Though I paint a very pessimistic picture, I do not mean to suggest that we Christians should simply drop out of public life. We do not live in a totalitarian regime where we have no voice. Our government is a republic in which we can participate and thus we have a moral obligation to do so. Not all of us should run for office or even volunteer for a political party, but each of us can vote, no matter how futile it may seem.

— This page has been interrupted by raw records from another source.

PR #527, opened 2023-06-05
Preparatory work to integrate new FTUE screen

bmarty:
Create some Pages and Molecules.

### DIFF
--- a/features/verifysession/impl/src/main/kotlin/io/element/android/features/verifysession/impl/VerifySelfSessionView.kt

However, we must go to the polls with realistic mindsets. A focus on only two candidates for a single office is too narrow (and McCain v. Obama isn't much of a choice anyway). We must remember that though the President may initiate policies, he cannot overturn Roe v. Wade or remove the knuckleheads currently on the Supreme Court (although he can appoint lesser knuckleheads to the Court when the greater knuckleheads retire). It is ultimately Congress who makes laws and/or gives up its power to the President, and ultimately the Supreme Court who interprets those laws and finds things in the Constitution that aren't really there. This election most likely won't affect things drastically one way or the other—neither of the two candidates venture too far left or right of center. Moral decline and the rise of evil will most likely happen slowly in the case of the United States, but unless there is a drastic intervention by God Almighty, the culture of death will ultimately prevail. Perhaps not in the next four years, but possibly in eight or twelve or sixteen years.
But Christians have hope. The death culture's victory and whatever persecution we face because of it will only be temporary. Our Lord promises that though "most men's love will grow cold, he who endures to the end will be saved" (Mt 24:12b–13, RSVCE). Thus, we can with confidence await the day when God says, "It is done," and in the meantime we can pray, "Come, Lord Jesus" (Rev 21:6; 22:20, KJV).